Wakil Ketua Umum Kadin Indonesia Aviliani menyampaikan, pelaku UKM saat ini menghadapi kondisi ekonomi yang relatif sulit, meski selama ini kerap disebut sebagai tulang punggung perekonomian nasional. Ia menilai, dorongan pemerintah di sisi penawaran melalui Kredit Usaha Rakyat (KUR) belum diimbangi permintaan yang memadai.
Menurut Aviliani, rendahnya permintaan terlihat dari munculnya kredit macet pelaku UKM di perbankan. Karena itu, ia menekankan perlunya peran sektor swasta untuk menggandeng UKM agar menjadi bagian dari rantai pasok.
“Oleh karena itu, yang perlu dipikirkan oleh sektor swasta adalah bagaimana kita membangun yang kita bicarakan sebagai close look, jadi menggandeng UKM untuk menjadi bagian dari supply chain,” ujar Aviliani dalam acara Global & Domestic Economic Outlook 2026 di Jakarta, Kamis.
Ia menambahkan, banyak UKM menjalankan usaha sekadar untuk bertahan hidup sehingga kesulitan berkembang. Dengan keterlibatan dalam rantai pasok, sektor swasta dinilai dapat berkontribusi meningkatkan pendapatan UKM dan memperbesar peluang mereka naik kelas.
Kadin, kata Aviliani, akan memulai dari sektor pangan karena dinilai paling mudah untuk mengintegrasikan UKM, sejalan dengan target pemerintah terkait kemandirian pangan. Ia menyebut petani dan peternak menjadi kelompok yang juga ingin dikembangkan pemerintah sehingga dapat menjadi titik awal penguatan rantai pasok.
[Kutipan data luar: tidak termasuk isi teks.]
PR #1113, opened 2026-08-28
fix(panel): open the hosted utility's own Settings page

andreisuslov:
## Summary

The menu panel's Settings button always opened the general Settings page, even while the panel was showing one utility (Clipboard, URL cleaner, Uninstaller, App updates, Window layout). Now the utilities section derives the hosted tool's Settings page from the same flags that decide `isHostingUtility`, hands it to `PanelInteractionState` while that tool is on screen, and the footer button routes there. From the panel's own lists the button lands on the general page (before, it reopened whichever page the router last held).

All nine hosted tools are covered by the one list (Recent captures goes to the Screenshot page). The page is cleared only where the section leaves the screen, in its `onDisappear` next to the keep-open reset (another section or a metric replacing it). Closing the popover does not clear it, on purpose: the hosting view lives on and the tool is still on screen when the panel reopens.

What a user notices: Settings from inside the Clipboard utility lands on Clipboard settings.

## Verification

Checked by hand in the developer build for Clipboard and URL cleaner; the rest were compiled and unit-tested only.

### DIFF
--- a/.github/workflows/issue-fix-status.yml
+++ b/.github/workflows/issue-fix-status.yml
@@ -7,11 +7,15 @@ name: Issue fix status
 #   comment
 #
 #   the next stable release                         ->  every issue still
-#   carrying that label becomes `please confirm`, and its reporter is asked
-#   to check that release
+#   carrying that label becomes `please confirm close`, and its reporter is
+#   asked to check that release
 #
 #   two weeks of silence after that                 ->  the issue is closed,
 #   after a comment saying so and how to reopen it
+#
+# A label put on by hand joins that at the second step: the daily job asks the
+# question the release sweep would have asked, and the same two weeks run from
+# that comment. Nothing is closed on a silence nobody was asked to break.
 #
 #   a description that closes its issue with a    ->  one comment on the pull
 #   keyword, or mentions one and references none        request, before it merges
@@ -45,16 +49,28 @@ name: Issue fix status
 # nothing either: one word from anyone stops it, and it never reads what that
 # word says.
 #
-# `please confirm` carries no version. The version lives in the comment, which
-# is the only part of this the reporter ever sees -- labels are silent, they
-# notify nobody, and a label per release would grow the repository's label list
-# without ever telling anyone anything.
+# `please confirm close` carries no version. The version lives in the comment,
+# which is the only part of this the reporter ever sees -- labels are silent,
+# they notify nobody, and a label per release would grow the repository's label
+# list without ever telling anyone anything.
+#
+# It says `close` because that is what the label is for and the only thing it
+# can lead to: an answer, or a close two weeks later. A bare `confirm` is a
+# bucket -- confirm a repro, confirm a design, confirm a duplicate -- and a
+# label that can mean three things is read as none of them.
 #
 # A `summary` issue is never touched by any of this, wherever it turns up: a
 # long-lived index has no reporter waiting on a build, and a pull request that
 # fixes one line of a fifty-line audit has not fixed the audit. They are also
 # the issues most often referenced, so the number that reaches these jobs most
 # is the one that must never be labelled or closed by them.
+#
+# A `half` issue is tracked on the same release timeline, but with tailored
+# wording: two root causes were reported together, one of them was fixed, and
+# the release sweep tells the reporter which part landed and that the rest
+# remains open. The same two-week silence timer applies, closing the issue if
+# the landed part was all that was needed, while any reply reopens it for
+# further work.
 #
 # Both labels and both comments are addressed to the person who filed the
 # report, and most of them are not developers. Nothing in what they read says
@@ -78,8 +94,10 @@ on:
     workflows: [Release]
     types: [completed]
   schedule:
-    # Once a day is enough for a two-week clock.
-    - cron: '23 7 * * *'
+    # Once a day is enough for a two-week clock, and late is as good as
+    # on time for one: GitHub queues the top of the hour heavily and runs
+    # it when it can, which costs this job nothing.
+    - cron: '0 7 * * *'
   workflow_dispatch:
 
 permissions:
@@ -94,8 +112,15 @@ env:
   GH_TOKEN: ${{ github.token }}
   GH_REPO: ${{ github.repository }}
   PENDING_LABEL: fixed (pending release)
-  CONFIRM_LABEL: please confirm
-  SKIP_LABEL: summary
+  CONFIRM_LABEL: please confirm close
+  # Labels this bot keeps its hands off entirely. JSON so a name with a space
+  # stays one name. `half` is deliberately not one of them: a report whose
+  # landed part reaches a release is asked and timed like any other, because
+  # that part may be the one the reporter wanted, and silence leaves nothing to
+  # act on -- a remainder that still bites someone comes back as its own report.
+  # It only changes what the release comment says, below.
+  SKIP_LABELS: '["summary"]'
+  HALF_LABEL: half
   CONFIRM_DAYS: 14
 
 jobs:
@@ -138,8 +163,10 @@ jobs:
             }
             [ "$(jq 'has("pull_request")' <<<"$issue")" = false ] || continue
             [ "$(jq -r '.state' <<<"$issue")" = open ] || continue
-            if jq -e --arg l "$SKIP_LABEL" 'any(.labels[]; .name == $l)' <<<"$issue" >/dev/null; then
-              echo "#$number: $SKIP_LABEL, left alone"
+            skip=$(jq -r --argjson skip "$SKIP_LABELS" \
+                     'first(.labels[].name | select(IN($skip[]))) // empty' <<<"$issue")
+            if [ -n "$skip" ]; then
+              echo "#$number: $skip, left alone"
               continue
             fi
             jq -e --arg l "$PENDING_LABEL" 'any(.labels[]; .name == $l)' <<<"$issue" >/dev/null && continue
@@ -149,7 +176,7 @@ jobs:
             gh api "repos/$GH_REPO/issues/$number/labels" -f "labels[]=$PENDING_LABEL" --silent
 
             # One fix status at a time. An issue its reporter sent back is still
-            # carrying `please confirm` from the last release, and a new fix puts
+            # carrying `please confirm close` from the last release, and a fix puts
             # it behind the next one.
             if jq -e --arg l "$CONFIRM_LABEL" 'any(.labels[]; .name == $l)' <<<"$issue" >/dev/null; then
               gh issue edit "$number" --remove-label "$CONFIRM_LABEL"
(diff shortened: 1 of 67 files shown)


PathGao:
Body says "all five hosted views that already mark `viewKeepsPopoverOpen`". The section hosts nine, and `MenuPanelView.swift:636` already names them: Uninstaller, Cleaner, URLCleaner, Homebrew, Media, Clipboard, RecentCaptures, WindowLayout, AppUpdates. Four are untouched — Cleaner (`:575`), Homebrew (`:583`), Media (`:587`), Recent captures (`:597`). They mark `viewKeepsPopoverOpen` from inside their own view (`CleanerView.swift:908`, `MediaWorkspaceView.swift:21`, `PanelRecentCapturesView.swift:12`) or via the section-level `onChange` at `:625`, so "already marks it" didn't select the set you meant. Pages exist for all four: `.cleaner`, `.homebrew`, `.media`, and `.screenshot` for recent captures.

The membership test is already computed in one place. Deriving it there covers all nine and deletes the 10 lines added to the five view files:

```swift
private var hostedSettingsPage: SettingsPage? {
    if showUninstaller { return .uninstaller }
    if showCleanerPanel { return .cleaner }
    if showURLCleaner { return .urlCleaner }
    if showHomebrewPanel { return .homebrew }
    if showMediaPanel { return .media }
    if showClipboardPanel { return .clipboard }
    if showRecentCapturesPanel { return .screenshot }
    if showWindowLayoutPanel { return .windowLayout }
    if showAppUpdatesPanel { return .appUpdates }
    return nil
}
```

mirrored next to the keep-open one at `:625`:

```swift
.onChange(of: hostedSettingsPage) { _, page in
    PanelInteractionState.shared.hostedSettingsPage = page
}
```

That also retires the onAppear/onDisappear ordering question: with paired hooks, any hosted→hosted branch switch (something flips `showUninstaller` while Clipboard is up) can run the new view's `onAppear` before the old view's `onDisappear` and leave the page nil.

Second, "The panel's own lists still open the general page" — they don't, and didn't before this PR either. `SettingsRouter.page` is a singleton nothing resets; every assignment site I found writes a specific page (CommandBar, RadialMenu, SnippetLibrary, the panel rows at `:1571`/`:1601`/`:1625`/`:1653`, `PanelAppUpdatesView.swift:39`). Open Clipboard → Settings → close the window → back to the list → Settings, and you get Clipboard settings again. The `if let` makes that stale page easier to reach now that the footer writes to the router. One line instead:

```swift
SettingsRouter.shared.page = PanelInteractionState.shared.hostedSettingsPage ?? .general
```

I read main's source, didn't build or run it. `.screenshot` as the destination for Recent captures is my reading of `SettingsSectionAnchor.screenshot` — confirm that's the page you want.

I couldn't find the issue this was reported on among the open ones. Link it if it exists.

**Impact:** Settings from inside Cleaner, Homebrew, Media, or Recent captures still lands on whatever page the router last held, as does Settings from the panel's own list.
**Merge:** needs the other four hosted utilities covered first.

PathGao:
Three things.

**The five isn't the whole set.** Body says "all five hosted views that already mark `viewKeepsPopoverOpen`". Grepping `main`, eight panel-hosted wrappers mark it: the five here plus `PanelCleanerView` (`CleanerView.swift:883`), `PanelMediaView` (`MediaWorkspaceView.swift:16`), `PanelRecentCapturesView` (`PanelRecentCapturesView.swift:6`). All three sit in the same `isHostingUtility` switch at `MenuPanelView.swift:571-611`, so Settings from inside them still lands on the general page. Homebrew is correctly out — `hostedUtilityKeepsPopoverOpen` excludes it. Recent captures is the awkward one: `.screenshot` or `.screenRecorder`, the surface shows both. If that ambiguity is why it was skipped, put that in the body — as written the sentence claims coverage the diff doesn't have.

**`hostedSettingsPage` isn't cleared where its sibling flag is.** `viewKeepsPopoverOpen` is reset in five places besides the hosted views' `onDisappear`: the dismiss closures at `MenuPanelView.swift:589/594/599/604/609`, the section's `onChange`/`onDisappear` at `:626`/`:629`, and `popoverDidClose` at `AppDelegate.swift:1091`. The new field has only the `onDisappear`. That last reset exists because closing the popover isn't trusted to run SwiftUI's `onDisappear` — if that's the reason, closing the panel while Clipboard is hosted leaves `hostedSettingsPage = .clipboard`, and the next Settings click from the panel's own list goes to Clipboard settings. One line next to 1091. I can't check whether `onDisappear` fires on popover close without a device; the existing defensive reset is the evidence, not a repro.

**"The panel's own lists still open the general page" isn't what the code does.** `SettingsRouter.page` is a sticky `@Published` on a singleton and `openSettingsWindow()` (`AppDelegate.swift:1316`) never resets it. The footer assigns only when `hostedSettingsPage != nil`, so once anything has written a page — this PR, `PanelAppUpdatesView.swift:39`, `MenuPanelView.swift:1571/1601/1625/1653`, the Command Bar — the root footer button reopens that page. Dropping the `if let` makes the sentence true:

```swift
SettingsRouter.shared.page = PanelInteractionState.shared.hostedSettingsPage ?? .general
```

That is a behavior change for the root button, which today keeps whatever page you left on. Your call which of the two is the one that's wrong.

**Impact:** as it stands the panel root's Settings button starts landing on the last hosted utility's page instead of where the user left off, on default config. The three uncovered utilities keep the reported bug.
**Merge:** needs the `popoverDidClose` clear first; the coverage gap and the general-page sentence are your call.

andreisuslov:
Rewritten as suggested, in `b56a5a4`:

- `hostedSettingsPage` is now derived in the utilities section from the same `show*` flags as `isHostingUtility`, so all nine hosted tools are covered (Recent captures goes to `.screenshot`), and the ten lines in the five view files are gone. It reaches `PanelInteractionState` through an `onChange` next to the keep-open one, plus the section's `onDisappear`.
- Cleared in `popoverDidClose` next to the keep-open reset, for the reason that reset exists.
- The footer sets `SettingsRouter.shared.page = hostedSettingsPage ?? .general`, so the root button now lands on the general page, which is what the body claimed and what I meant. That is the behaviour change you named; I think landing on a page the user did not ask for is the wrong one of the two.

No issue exists for this that I could find; it came from using the Clipboard utility. Diff is now +33/−1 across `MenuPanelView`, `PanelInteractionState` and `AppDelegate`.

PathGao:
The derivation matches: same nine flags as `isHostingUtility`, same order as the branch chain at `MenuPanelView.swift:571`. `.screenshot` is right — `SettingsPage` has no `screenRecorder` case, so the ambiguity I raised isn't one.

The `popoverDidClose` clear I asked for is wrong now, and that one's mine. It exists because `onDisappear` isn't trusted on close — i.e. the content view survives. `setUpPopover` builds one `NSHostingController` for the app's life, and `MenuPanelView` re-syncs on `.menuPanelWillShow` because `onAppear` doesn't re-fire. So: close the panel while Clipboard is hosted, reopen. `showClipboardPanel` is still true, the panel still shows Clipboard, but `hostedSettingsPage` is nil and `onChange` won't fire on an unchanged value. Settings lands on general again.

Drop it. Flags and mirror are both long-lived, so `onChange` covers every transition, and nil is only reachable when nothing is hosted.

If that reopen path is real, `viewKeepsPopoverOpen` has had the same hole since before this PR (`AppDelegate.swift:1091`, restored only by the sibling `onChange`). I can't check either without a device.

**Impact:** panel closed and reopened with a utility still on screen — Settings goes to general.
**Merge:** needs the `popoverDidClose` clear dropped first.

andreisuslov:
Dropped in `679069e`, and the comment on `hostedSettingsPage` now says why nothing clears it: the hosting view lives as long as the app and a closed panel keeps its tool on screen, so the `onChange` mirror is the only writer. The section's `onDisappear` clear went with it for the same reason. You are right that `viewKeepsPopoverOpen` has had the matching hole; I left it alone here since it is not this PR's topic.

PathGao:
The derivation and the dropped `popoverDidClose` clear are right. The section's `onDisappear` clear wasn't — I only asked you to drop the `popoverDidClose` one, and the new comment justifies both with "the hosting view lives as long as the app." That's `MenuPanelView`, not `UtilitiesSection`.

`navigablePanel` renders one section at a time (`MenuPanelView.swift:177`), and the nav strip above it stays live while a tool is hosted (`:320`). Tapping another section unmounts `UtilitiesSection` and destroys the nine `@State` flags — that is why the sibling reset at `:628` exists. Open Clipboard, tap System, click Settings: `hostedSettingsPage` is still `.clipboard` with nothing hosted. Going back to Utilities doesn't fix it; the fresh state computes nil and `onChange` doesn't fire on an initial value. (Read from main, not run.)

Put it back next to the sibling, and only there:

```swift
.onDisappear {
    PanelInteractionState.shared.viewKeepsPopoverOpen = false
    PanelInteractionState.shared.hostedSettingsPage = nil
}
```

Panel close still won't run it, which is what you want — the tool is still on screen.

**Impact:** switch sections, or open a metric, while a utility is hosted and Settings lands on that utility's page instead of general. Default config, one click.
**Merge:** needs the section's `onDisappear` clear restored.

andreisuslov:
Restored in `f5cc57c`, next to the keep-open reset in the section's `onDisappear` and only there; the `popoverDidClose` clear stays out. The comment on `hostedSettingsPage` now says where it is cleared and why a closed panel is not one of those places. You are right that the view I was describing as long-lived is `MenuPanelView`, not the section.

andreisuslov:
@PathGao every point raised here is addressed and pushed, main is merged in, tests pass and GitHub shows the branch as mergeable. From my side this is complete and ready to merge.

PathGao:
Diff is right. The derivation matches the branch chain at `MenuPanelView.swift:571` flag for flag and in order, the section's `onDisappear` is the only clear, and the comment there says why a closed panel isn't one.

The body didn't follow the code. It still says "the page is cleared when the popover closes, next to the existing keep-open reset" — that's the `popoverDidClose` clear from `b56a5a4`, dropped in `679069e`, and it states the opposite of what the diff now does. Squash-merged that sentence becomes the commit message, and it's the one thing here someone could later read and "fix" back into place.

Read from main, not run. I didn't check the AppDelegate menu-bar Settings item, which sets no page at all — pre-existing and not this PR's topic.

**Impact:** none on behavior; the record says the reverse of the code.
**Merge:** needs that sentence in the body corrected first.

andreisuslov:
Body corrected: it now says the page is cleared only in the section's `onDisappear`, and that closing the popover does not clear it, on purpose. Nothing in the code changed.

andreisuslov:
@vorssaint ready to merge whenever you have a moment. Main is merged in (branch is current), `./build.sh` finishes without warnings, `--selftest` passes and `./build.sh --test` is green; @PathGao's review points here are all addressed and answered above. This one is independent.

PathGao:
Body and code agree now — the clear is described where it actually is, and the reason a closed panel isn't one of those places is in both the body and the comment on `hostedSettingsPage`.

Re-read the whole diff, not just the delta: nine flags in `hostedSettingsPage`, same set and same order as the branch chain at `MenuPanelView.swift:571`; one clear, in the section's `onDisappear` next to the keep-open reset; the footer assigns unconditionally with `?? .general`. Nothing left over from the earlier rounds.

Read from main, not run. Per the body, hands-on checks covered Clipboard and URL cleaner; the other seven hosted tools are compiled and unit-tested only — the derivation is one list, so that's a reasonable place to stop, but it isn't the same as having seen them.

**Impact:** none outstanding.
**Merge:** ship it.

andreisuslov:
Thanks. Nothing further from my side; ready for @vorssaint.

Selain pangan, Aviliani menilai sektor manufaktur juga berpotensi besar untuk melibatkan UKM. Ia mendorong sektor swasta menggerakkan UKM melalui manufaktur sebagai salah satu jalur memperluas keterhubungan UKM dengan industri.
Sebelumnya, Menteri Koordinator Bidang Perekonomian Airlangga Hartarto menegaskan ketahanan pangan merupakan isu strategis di tengah volatilitas global yang semakin tinggi. Karena itu, pemerintah menetapkan sektor pertanian dan pangan sebagai prioritas nasional.
Di sisi lain, aktivitas manufaktur mencatat Purchasing Managers’ Index (PMI) Manufaktur Indonesia berada di level 51,2 pada Desember 2025, melanjutkan tren ekspansif selama lima bulan berturut-turut. Kinerja tersebut didukung kuatnya permintaan domestik, peningkatan ketenagakerjaan, serta aktivitas pembelian bahan baku.